This compiles to an executable less than 10K in size. I love it when that happens.

So these examples support voice keying both with VOX circuits and with serial-controlled PTT. raiserts.c could be trivially modified to control other serial pins as well, should you have an interface which uses different ones.

Windows & a dying hard disk: Solving with Linux

Today, my workstation sent me this email:

The following warning/error was logged by the smartd daemon:

Device: /dev/sda [SAT], 1 Currently unreadable (pending) sectors

and then a little later, this one:

The following warning/error was logged by the smartd daemon:

Device: /dev/sda [SAT], 1 Offline uncorrectable sectors

From the hard disk’s SMART data, this is a clue that the drive is failing or will soon. Sigh. Incidentally, if smartmontools isn’t installed on your machine, whether it’s a laptop, desktop, or server, it should be.

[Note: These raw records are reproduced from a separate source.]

PR #269, opened 2023-03-17
Try to find all the possible sibling facets from a facet group

andybroomfield:
To try and resolve this comment 
  https://github.com/localgovdrupal/localgov_directories/pull/235#issuecomment-1277842772

Adds a filter for the facets to try and get the sibling versions so possible OR facets are avalible if the other groups set an AND.

This works well for two facets groups, though more does lead to more 0 result possiblilties.

### DIFF
--- a/src/Plugin/facets/query_type/LocalGovDirectoriesQueryType.php
+++ b/src/Plugin/facets/query_type/LocalGovDirectoriesQueryType.php
@@ -71,7 +71,7 @@ class LocalGovDirectoriesQueryType extends QueryTypePluginBase {
     // Get passed in facets.
     $temp_query = $this->query->getOriginalQuery();
     $temp_query->preExecute();
-    $conditions = &$temp_query->getConditionGroup()->getConditions();
+    $conditions = $temp_query->getConditionGroup()->getConditions();
 
     // Find all the facet condition groups.
     $facet_conditions = [];
@@ -147,7 +147,7 @@ class LocalGovDirectoriesQueryType extends QueryTypePluginBase {
     $filter_query->preExecute();
 
     // Find conditions.
-    $conditions = &$filter_query->getConditionGroup()->getConditions();
+    $conditions = $filter_query->getConditionGroup()->getConditions();
 
     // Store removed conditions so we can reset them.
     $removed_conditions = [];
@@ -172,10 +172,8 @@ class LocalGovDirectoriesQueryType extends QueryTypePluginBase {
     $facets = $filter_query->getResults()->getExtraData('search_api_facets');
     $filter_query->postExecute();
 
-    // Beacuse for reasons unknown, removing the conditions removes it from all
-    // the following queries, even though we are fetching the original query.
-    // We can get around that by readding the conditions back in now that we
-    // have the facets we want.
+    // Without deep cloning we've affected the conditions, reset these for the
+    // query.
     $conditions = array_merge($conditions, $removed_conditions);
 
     // Since we will get every facet from the passed in facet group,
--- a/src/Plugin/facets/query_type/LocalGovDirectoriesQueryType.php
+++ b/src/Plugin/facets/query_type/LocalGovDirectoriesQueryType.php
@@ -66,32 +66,43 @@ class LocalGovDirectoriesQueryType extends QueryTypePluginBase {
   public function build() {
     $results = $this->results;
     $query_operator = $this->facet->getQueryOperator();
+    $field_identifier = $this->facet->getFieldIdentifier();
+
+    // Get passed in facets.
     $temp_query = $this->query->getOriginalQuery();
     $temp_query->preExecute();
     $conditions = &$temp_query->getConditionGroup()->getConditions();
+
+    // Find all the facet condition groups.
+    $facet_conditions = [];
     foreach ($conditions as $key => $condition) {
-      if ($condition instanceof \Drupal\search_api\Query\ConditionGroupInterface) {
+      if ($condition instanceof ConditionGroupInterface) {
         $tags = $condition->getTags();
         foreach($tags as $tag) {
-          if (strpos($tag, 'facet:localgov_directory_facets_filter.') === 0) {
-            // unset($conditions[$key]);
-            $results = array_merge($results, $this->getGroupFacets($tag));
+          if (strpos($tag, 'facet:' . $field_identifier . '.') === 0) {
+            $facet_conditions[$key] = $tag;
           }
         }
       }
     }
-    $filtered_results[] = reset($results);
-    foreach ($results as $result) {
-      $current_results = array_column($filtered_results, 'filter');
-      if (!in_array($result['filter'], $current_results)) {
-        $filtered_results[] = $result;
-      }
-    }
-    $results = $filtered_results;
-    // $temp_query->execute();
-    // $avalible_facets = $temp_query->getResults()->getExtraData('search_api_facets');
-    // $results = $avalible_facets['localgov_directory_facets_filter'] ?? $this->results;
 
+    // Run query elimnating each facet group and return the resulting facets.
+    $results = $this->results;
+    foreach($facet_conditions as $key => $filter_tag) {
+      $group_facets = $this->getResultingFacetsFromFacetGroupExceptOwn($filter_tag);
+      
+      // Remove any duplicate facets, or they show up multiple times.
+      $group_facets_filtered = array_filter($group_facets, function($item) use ($results) {
+        $facet_ids = array_column($results, 'filter');
+        if (in_array($item['filter'], $facet_ids)) {
+          return FALSE;
+        }
+        return TRUE;
+      });
+      $results = array_merge($results, $group_facets_filtered);
+    }
+
+    // Build facets.
     if (!empty($results)) {
       $facet_results = [];
       foreach ($results as $result) {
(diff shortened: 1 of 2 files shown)


src/Plugin/facets/query_type/LocalGovDirectoriesQueryType.php
```diff
@@ -87,4 +125,78 @@ public function build() {
...
+    // Store removed conditions so we can reset them.
+    $removed_conditions = [];
+
+    // Loop through each conditions, removing ones that are not this filter tag.
+    foreach ($conditions as $tag => $condition) {
+      if ($condition instanceof ConditionGroupInterface) {
+        $tags = $condition->getTags();
+
+        // @todo Check that we are only removing facet conditions.
+        if (!in_array($filter_tag, $tags)) {
```
andybroomfield: We could also reverse this proccess, so that we elimnate a specific facet group and find all the other facets that will fit, its a bit of a trial and error and could also lead to the active ones being hidden.

src/Plugin/facets/query_type/LocalGovDirectoriesQueryType.php
```diff
@@ -87,4 +125,78 @@ public function build() {
...
+    // show us only the ones that are reachable from this facet group.
+    $facet_type_id = substr($filter_tag, 39);
+    $group_facet_ids = \Drupal::entityTypeManager()
+      ->getStorage('localgov_directories_facets')
+      ->getQuery()
+      ->condition('bundle', $facet_type_id)
+      ->execute();
+    $found_facets = $facets['localgov_directory_facets_filter'] ?? [];
+    $found_facets = array_filter($found_facets, function($item) use($group_facet_ids) {
+      if (!in_array(intval(trim($item['filter'], '"')), $group_facet_ids)) {
```
andybroomfield: If we do decide to reverse the facet filtering, then only filter this groups facets instead of here where we filter every other group.

src/Plugin/facets/query_type/LocalGovDirectoriesQueryType.php
```diff
@@ -63,11 +64,48 @@ public function execute() {
...
+      
+      // Remove any duplicate facets, or they show up multiple times.
+      $group_facets_filtered = array_filter($group_facets, function($item) use ($results) {
+        $facet_ids = array_column($results, 'filter');
+        if (in_array($item['filter'], $facet_ids)) {
+          return FALSE;
+        }
+        return TRUE;
+      });
+      $results = array_merge($results, $group_facets_filtered);
```
andybroomfield, line 101: Theres still a risk that the active chosen facets get filtered, and theres no way of unticking them, so we need a way to keep in the existing facets.

src/Plugin/facets/query_type/LocalGovDirectoriesQueryType.php
```diff
@@ -87,4 +125,78 @@ public function build() {
...
+      }
+    }
+
+    // Execute the filter query and get the facets returned.
+    $filter_query->execute();
+    $facets = $filter_query->getResults()->getExtraData('search_api_facets');
+    $filter_query->postExecute();
+
+    // Beacuse for reasons unknown, removing the conditions removes it from all
+    // the following queries, even though we are fetching the original query.
```
ekes: This is because clone only clones the entity itself, references to other entities themselves as references. So it's still a reference to the Condition entity. Thus directly changing the referenced (shared) entity.

One option could be to use DeepCopy that's included in Drupal because (I think of simpletest) but as we don't actually need a fully deep clone can we rather just also clone the Condition and swap that clone on the cloned query?

src/Plugin/facets/query_type/LocalGovDirectoriesQueryType.php
```diff
@@ -63,11 +64,48 @@ public function execute() {
...
    */
   public function build() {
+    $results = $this->results;
     $query_operator = $this->facet->getQueryOperator();
+    $field_identifier = $this->facet->getFieldIdentifier();
 
-    if (!empty($this->results)) {
+    // Get passed in facets.
+    $temp_query = $this->query->getOriginalQuery();
+    $temp_query->preExecute();
```
ekes, line 73: What's the reason for getting the original query and running pre execute here? Maybe related cloning issue later. Can the actual query be used?

I noticed it because by doing so it's running execute() of this LocalGovDirectoriesQueryType again which was all getting a bit circular.

src/Plugin/facets/query_type/LocalGovDirectoriesQueryType.php
```diff
@@ -63,11 +64,48 @@ public function execute() {
...
+    $conditions = &$temp_query->getConditionGroup()->getConditions();
```
ekes: So yes this is by reference already as it's an object.

src/Plugin/facets/query_type/LocalGovDirectoriesQueryType.php
```diff
@@ -63,11 +64,48 @@ public function execute() {
...
+        foreach($tags as $tag) {
+          if (strpos($tag, 'facet:' . $field_identifier . '.') === 0) {
+            $facet_conditions[$key] = $tag;
+          }
+        }
+      }
+    }
+
+    // Run query elimnating each facet group and return the resulting facets.
+    $results = $this->results;
```
ekes: Duplicates https://github.com/localgovdrupal/localgov_directories/pull/269/files#diff-0872c6a42a990750a6b255b18dd8466e3dc6af43670c3755fae3c1e155fca46dR67 and we've not used it yet?

src/Plugin/facets/query_type/LocalGovDirectoriesQueryType.php
ekes: 🤯 still not quite grok'd this. Is there something we could test maybe? Or does it matter enough?

ekes:
As we're preExcute'ing the query a couple of times in here, we're calling our own ::execute() method a couple of times more too. So while I get that we need to make multiple queries to ascertain which facets to remove, I wonder if ::build is the place to do it. However I can't say I have quite a better solution off the top of my head. And it seems to be working, even if multiplying the queries later on.

finnlewis:
@andybroomfield putting this back on the list :)

src/Plugin/facets/query_type/LocalGovDirectoriesQueryType.php
andybroomfield: With preexecute
Screenshot 2023-05-24 at 6 27 12 pm


Without preexecute
Screenshot 2023-05-24 at 6 27 26 pm

src/Plugin/facets/query_type/LocalGovDirectoriesQueryType.php
andybroomfield: @ekes Would you be able to provide a hint on how to clone just the conditions group for the filter query?
Wouldn't we still need to re-add them though if everything is a clone? I'm not sure how we can actully avoid doing the current method in a way that is not overrly complex.

finnlewis:
@ekes will take another look to review the logic of cloning conditions....  @andybroomfield was a bit lost on the proposed approach

ekes:
[5c32a6a](https://github.com/localgovdrupal/localgov_directories/pull/269/commits/5c32a6a71ec797932f94e09ad72269c36ad1d0f9) keeps the reusing the query approach, avoids the deep cloning that @andybroomfield was mentioning, but makes explicit why and when it's doing this.

andybroomfield:
Thanks @ekes will take a review of this and see if we can move this forward.

finnlewis:
Other things have taken @andybroomfield 's time.... 

We might want to rebase this against the Drupal 10 branch (3.x)

The need for AND operator on facets / filters is currents (North Devon) so we should get this rebased, reviewed and released soon. 

Then we need to get back to https://github.com/localgovdrupal/localgov_directories/pull/235 where the merge request has been open for over a year!

finnlewis:
@NDITGC CC

src/Plugin/facets/query_type/LocalGovDirectoriesQueryType.php
```diff
@@ -147,7 +147,7 @@ protected function getResultingFacetsFromFacetGroupExceptOwn(string $filter_tag)
     $filter_query->preExecute();
 
     // Find conditions.
-    $conditions = &$filter_query->getConditionGroup()->getConditions();
+    $conditions = $filter_query->getConditionGroup()->getConditions();
```
andybroomfield: My finding is we need the `&` and take this by reference or we get strange behaviour where the conditions don't get reset.
To test, I added countries to the demo Money, employment and training directory.

Without taking the query by reference.
Screenshot 2023-10-16 at 4 59 19 pm

With query by reference
Screenshot 2023-10-17 at 10 37 25 am

andybroomfield: Note: Northern ireland should still be visible even when not ticked.

Screenshot 2023-10-16 at 4 59 37 pm

andybroomfield:
Going back to draft as I need to rebase this and the parent to 3.x

finnlewis:
@andybroomfield is this still live?

andybroomfield:
Unless you want to support Drupal 9 this and the related PR can be closed...

andybroomfield:
I'm going to close this as this was the Drupal 9 branch and I think most people are focused on upgrading to Drupal 10 which does have this facet plugin.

Although most of you know I run Linux on the metal on my machines almost exclusively, I do maintain a small drive with a Windows installation that I boot into every few months for various reasons. This is that drive.

The drive is non-redundant (no RAID), and although it is backed up, the backup is made via backuppc from the NTFS filesystem mounted on Linux, and is a partial backup – backing up certain data, not the OS. There are, of course, bare metal Windows backup solutions, but I generally don’t want to back up Windows from within Windows on this machine. Restoring Windows isn’t quite as simple as an mkfs, an untar, and a grub-install, either.

So my first thought is: immediately save whatever of the drive I can. So I ran apt-get install gddrescue to install the GNU ddrescue tool. ddrescue is somewhat similar to dd, but deals much more intelligently with bad blocks on the drive. It will try to read them repeatedly, with decreasing block sizes, in an effort to get every last good byte off the disk that it can. If it ultimately fails to get certain bytes read, it will write placeholder data to the output file in place of the missing data, so that the output file maintains proper size and alignment. It also saves a log file that notes what it found (see info ddrescue for more on that.)

So I created an LVM volume for the purpose (not enough free space on /home, and didn’t want to have to shrink it somehow later), and ran:

ddrescue /dev/sda /mnt/sdasave.ddrescue /mnt/sdasave.logfile

Then I went to dinner.

When I got back, I discovered there were 1 or 2 bad sectors, about halfway through the disk, but everything else was fine. So now, the question became: did I lose any data? If so, what? I needed to know if I had to revert to a backup for anything or not.

To answer THAT question, first I had to figure out the offset of the bad spots on the disk. That’s not too hard; the logfile gives it to me:

# Rescue Logfile. Created by GNU ddrescue version 1.15
# Command line: ddrescue /dev/sda /mnt/sdasave.ddrescue sdasave.logfile
# current_pos  current_status
0x3BBB8BFC00     +
#      pos        size  status
0x00000000  0x3BBB8BF000  +
0x3BBB8BF000  0x00001000  -
0x3BBB8C0000  0x38B5346000  +

what we see is that the bad sector starts at byte 0x3BBB8BF000 (256549580800 decimal) and extends for 0x1000 bytes (4096 decimal). Both the drive and NTFS use 512-byte sectors. So dividing by 512, we get sector 501073400 – 501073407 (4096 bytes is 8 sectors).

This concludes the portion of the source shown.